• **Records provided**:
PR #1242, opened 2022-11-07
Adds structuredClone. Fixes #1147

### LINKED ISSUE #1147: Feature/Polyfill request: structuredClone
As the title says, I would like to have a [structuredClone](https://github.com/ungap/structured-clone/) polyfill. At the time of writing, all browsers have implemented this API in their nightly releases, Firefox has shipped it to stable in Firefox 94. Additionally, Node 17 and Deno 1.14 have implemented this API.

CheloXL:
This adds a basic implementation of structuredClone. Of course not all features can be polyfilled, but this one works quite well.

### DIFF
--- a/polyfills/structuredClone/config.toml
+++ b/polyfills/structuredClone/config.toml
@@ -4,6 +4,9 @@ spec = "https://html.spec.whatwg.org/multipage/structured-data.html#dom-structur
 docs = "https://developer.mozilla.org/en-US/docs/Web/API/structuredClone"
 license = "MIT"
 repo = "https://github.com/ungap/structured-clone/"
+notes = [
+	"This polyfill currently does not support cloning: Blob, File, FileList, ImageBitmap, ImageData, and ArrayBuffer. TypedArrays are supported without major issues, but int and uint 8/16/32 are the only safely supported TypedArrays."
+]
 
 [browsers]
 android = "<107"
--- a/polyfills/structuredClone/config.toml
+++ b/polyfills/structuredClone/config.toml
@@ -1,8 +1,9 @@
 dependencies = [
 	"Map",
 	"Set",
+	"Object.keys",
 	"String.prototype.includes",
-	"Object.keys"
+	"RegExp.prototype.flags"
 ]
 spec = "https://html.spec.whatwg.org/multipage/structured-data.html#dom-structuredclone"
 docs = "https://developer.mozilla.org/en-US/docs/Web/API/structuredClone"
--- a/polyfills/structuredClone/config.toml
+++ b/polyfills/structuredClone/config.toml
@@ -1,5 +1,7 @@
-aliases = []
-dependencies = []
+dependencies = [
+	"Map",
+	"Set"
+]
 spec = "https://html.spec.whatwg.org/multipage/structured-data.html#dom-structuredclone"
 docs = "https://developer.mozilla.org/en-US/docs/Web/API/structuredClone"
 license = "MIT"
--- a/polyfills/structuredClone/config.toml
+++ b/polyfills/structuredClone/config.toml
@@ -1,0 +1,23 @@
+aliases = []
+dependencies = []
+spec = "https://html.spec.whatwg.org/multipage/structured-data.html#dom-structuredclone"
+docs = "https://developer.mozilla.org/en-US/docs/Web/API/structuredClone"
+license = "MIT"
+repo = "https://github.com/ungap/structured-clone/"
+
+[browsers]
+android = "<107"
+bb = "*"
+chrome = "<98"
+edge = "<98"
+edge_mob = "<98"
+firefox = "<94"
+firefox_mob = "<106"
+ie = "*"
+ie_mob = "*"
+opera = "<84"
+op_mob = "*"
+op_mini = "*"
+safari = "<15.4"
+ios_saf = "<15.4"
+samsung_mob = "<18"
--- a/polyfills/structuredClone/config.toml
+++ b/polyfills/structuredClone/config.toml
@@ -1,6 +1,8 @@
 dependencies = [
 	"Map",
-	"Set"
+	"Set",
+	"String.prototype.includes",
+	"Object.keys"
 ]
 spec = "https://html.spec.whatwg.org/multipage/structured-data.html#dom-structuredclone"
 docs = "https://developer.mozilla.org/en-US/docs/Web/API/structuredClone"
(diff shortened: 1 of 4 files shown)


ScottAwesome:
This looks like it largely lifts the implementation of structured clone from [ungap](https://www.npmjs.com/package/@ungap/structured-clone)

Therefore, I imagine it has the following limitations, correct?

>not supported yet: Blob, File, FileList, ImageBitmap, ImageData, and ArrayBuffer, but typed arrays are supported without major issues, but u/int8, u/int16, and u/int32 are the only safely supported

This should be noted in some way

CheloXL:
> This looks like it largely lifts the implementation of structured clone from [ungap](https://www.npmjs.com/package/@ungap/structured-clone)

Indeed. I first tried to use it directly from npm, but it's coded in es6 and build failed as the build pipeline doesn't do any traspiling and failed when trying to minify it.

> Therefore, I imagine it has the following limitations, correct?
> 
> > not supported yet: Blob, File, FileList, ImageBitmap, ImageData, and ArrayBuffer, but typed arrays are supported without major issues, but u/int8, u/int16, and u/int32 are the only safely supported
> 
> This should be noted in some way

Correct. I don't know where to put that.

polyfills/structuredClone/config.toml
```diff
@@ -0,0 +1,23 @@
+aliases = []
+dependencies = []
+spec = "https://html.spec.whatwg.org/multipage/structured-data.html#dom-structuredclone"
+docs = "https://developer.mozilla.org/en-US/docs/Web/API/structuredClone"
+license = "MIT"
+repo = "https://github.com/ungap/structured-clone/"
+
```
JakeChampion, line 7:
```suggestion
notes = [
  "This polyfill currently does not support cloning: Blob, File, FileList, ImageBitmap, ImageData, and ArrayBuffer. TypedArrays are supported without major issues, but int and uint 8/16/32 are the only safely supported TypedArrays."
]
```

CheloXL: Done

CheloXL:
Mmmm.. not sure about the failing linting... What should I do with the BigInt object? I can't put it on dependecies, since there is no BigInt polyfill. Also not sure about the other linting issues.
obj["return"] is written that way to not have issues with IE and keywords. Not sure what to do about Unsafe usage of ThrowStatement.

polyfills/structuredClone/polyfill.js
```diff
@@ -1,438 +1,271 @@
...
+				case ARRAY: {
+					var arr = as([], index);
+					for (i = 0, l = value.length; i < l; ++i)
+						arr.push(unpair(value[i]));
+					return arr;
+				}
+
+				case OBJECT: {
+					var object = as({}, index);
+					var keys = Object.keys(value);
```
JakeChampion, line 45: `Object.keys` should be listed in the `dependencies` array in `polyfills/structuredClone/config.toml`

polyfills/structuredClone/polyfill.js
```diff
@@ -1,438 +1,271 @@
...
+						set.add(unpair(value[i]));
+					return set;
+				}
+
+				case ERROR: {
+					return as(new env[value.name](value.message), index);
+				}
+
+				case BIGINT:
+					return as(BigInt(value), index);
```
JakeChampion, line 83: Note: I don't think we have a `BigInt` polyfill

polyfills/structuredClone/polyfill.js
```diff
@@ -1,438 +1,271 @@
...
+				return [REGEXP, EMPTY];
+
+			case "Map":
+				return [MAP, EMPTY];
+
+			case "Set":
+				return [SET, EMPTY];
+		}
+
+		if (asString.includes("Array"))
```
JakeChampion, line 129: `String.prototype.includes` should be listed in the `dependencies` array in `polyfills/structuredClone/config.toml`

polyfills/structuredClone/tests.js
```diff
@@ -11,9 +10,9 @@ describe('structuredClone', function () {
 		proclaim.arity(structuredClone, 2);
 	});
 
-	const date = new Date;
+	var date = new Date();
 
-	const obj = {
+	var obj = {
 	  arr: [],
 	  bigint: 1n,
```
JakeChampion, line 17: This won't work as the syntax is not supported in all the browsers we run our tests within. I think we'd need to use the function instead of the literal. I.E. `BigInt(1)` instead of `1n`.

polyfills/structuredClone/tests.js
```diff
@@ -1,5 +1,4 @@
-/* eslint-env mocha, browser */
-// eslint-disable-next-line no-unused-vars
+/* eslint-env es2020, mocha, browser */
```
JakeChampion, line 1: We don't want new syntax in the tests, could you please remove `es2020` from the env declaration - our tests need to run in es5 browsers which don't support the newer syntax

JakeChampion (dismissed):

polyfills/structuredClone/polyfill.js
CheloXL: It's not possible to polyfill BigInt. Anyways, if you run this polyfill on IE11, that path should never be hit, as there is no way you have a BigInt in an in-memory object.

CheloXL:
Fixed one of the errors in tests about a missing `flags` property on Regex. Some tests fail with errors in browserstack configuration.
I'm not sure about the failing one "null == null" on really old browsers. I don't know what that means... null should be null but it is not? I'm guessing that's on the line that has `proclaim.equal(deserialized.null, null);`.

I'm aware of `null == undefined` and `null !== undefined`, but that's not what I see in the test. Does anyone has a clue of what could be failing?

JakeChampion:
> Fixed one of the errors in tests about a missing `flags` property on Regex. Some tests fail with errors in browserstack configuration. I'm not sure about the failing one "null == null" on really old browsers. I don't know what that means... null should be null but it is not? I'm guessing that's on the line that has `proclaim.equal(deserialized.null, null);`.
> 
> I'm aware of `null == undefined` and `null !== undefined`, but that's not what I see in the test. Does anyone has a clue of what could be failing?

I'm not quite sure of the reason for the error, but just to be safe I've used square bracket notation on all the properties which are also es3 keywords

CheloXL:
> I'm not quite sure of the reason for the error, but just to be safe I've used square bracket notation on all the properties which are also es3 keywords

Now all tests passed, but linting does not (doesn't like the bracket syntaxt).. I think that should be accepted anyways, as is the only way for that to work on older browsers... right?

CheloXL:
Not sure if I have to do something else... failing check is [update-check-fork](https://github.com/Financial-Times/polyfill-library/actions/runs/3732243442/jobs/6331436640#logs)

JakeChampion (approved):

--

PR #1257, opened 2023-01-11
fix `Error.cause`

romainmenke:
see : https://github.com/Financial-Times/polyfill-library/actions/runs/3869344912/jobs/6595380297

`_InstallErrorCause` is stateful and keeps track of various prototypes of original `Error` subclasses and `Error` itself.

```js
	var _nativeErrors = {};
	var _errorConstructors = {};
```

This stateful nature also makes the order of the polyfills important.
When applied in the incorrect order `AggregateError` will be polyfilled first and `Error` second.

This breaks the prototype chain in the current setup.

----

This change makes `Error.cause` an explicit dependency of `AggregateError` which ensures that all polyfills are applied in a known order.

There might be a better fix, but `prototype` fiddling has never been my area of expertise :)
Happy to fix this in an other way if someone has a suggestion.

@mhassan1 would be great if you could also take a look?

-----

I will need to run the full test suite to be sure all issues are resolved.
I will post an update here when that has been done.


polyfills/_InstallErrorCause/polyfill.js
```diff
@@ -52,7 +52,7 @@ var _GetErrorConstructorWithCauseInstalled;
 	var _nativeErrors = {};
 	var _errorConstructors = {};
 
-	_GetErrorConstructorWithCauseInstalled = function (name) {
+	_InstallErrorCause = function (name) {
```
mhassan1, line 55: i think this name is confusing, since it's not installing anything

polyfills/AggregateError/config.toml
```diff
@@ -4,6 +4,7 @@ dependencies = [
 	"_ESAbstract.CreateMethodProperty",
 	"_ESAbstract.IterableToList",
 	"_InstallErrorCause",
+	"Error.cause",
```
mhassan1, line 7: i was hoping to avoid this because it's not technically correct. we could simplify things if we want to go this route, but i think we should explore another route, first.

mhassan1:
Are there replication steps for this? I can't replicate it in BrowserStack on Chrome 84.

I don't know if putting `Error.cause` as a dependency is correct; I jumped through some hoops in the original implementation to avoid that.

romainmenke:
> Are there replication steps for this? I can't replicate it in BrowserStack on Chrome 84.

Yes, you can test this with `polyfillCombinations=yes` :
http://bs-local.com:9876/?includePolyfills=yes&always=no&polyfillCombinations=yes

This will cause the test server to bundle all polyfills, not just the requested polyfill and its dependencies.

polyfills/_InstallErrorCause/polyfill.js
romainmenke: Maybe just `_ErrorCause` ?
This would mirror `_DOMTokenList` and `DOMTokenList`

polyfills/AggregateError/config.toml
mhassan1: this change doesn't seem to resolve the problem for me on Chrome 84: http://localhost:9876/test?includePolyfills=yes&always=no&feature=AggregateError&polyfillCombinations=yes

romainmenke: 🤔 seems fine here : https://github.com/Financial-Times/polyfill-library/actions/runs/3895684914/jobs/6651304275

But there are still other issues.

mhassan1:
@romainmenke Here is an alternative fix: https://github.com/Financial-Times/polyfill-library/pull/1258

...

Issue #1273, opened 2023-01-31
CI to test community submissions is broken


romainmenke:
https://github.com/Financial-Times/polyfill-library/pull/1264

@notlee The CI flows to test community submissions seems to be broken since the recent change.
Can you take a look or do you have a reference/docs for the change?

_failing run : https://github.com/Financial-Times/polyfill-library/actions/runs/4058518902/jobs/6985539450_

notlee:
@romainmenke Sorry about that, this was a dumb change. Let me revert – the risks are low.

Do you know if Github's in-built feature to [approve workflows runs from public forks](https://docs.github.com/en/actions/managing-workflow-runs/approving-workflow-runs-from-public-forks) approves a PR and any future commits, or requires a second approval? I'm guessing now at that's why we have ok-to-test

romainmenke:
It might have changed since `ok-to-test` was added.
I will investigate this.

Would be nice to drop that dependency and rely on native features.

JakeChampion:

• **What this task involves**: For the listing above, identify each line bearing "original".

• **Answer section**:
`_InstallErrorCause` is stateful and keeps track of various prototypes of original `Error` subclasses and `Error` itself.
I don't know if putting `Error.cause` as a dependency is correct; I jumped through some hoops in the original implementation to avoid that.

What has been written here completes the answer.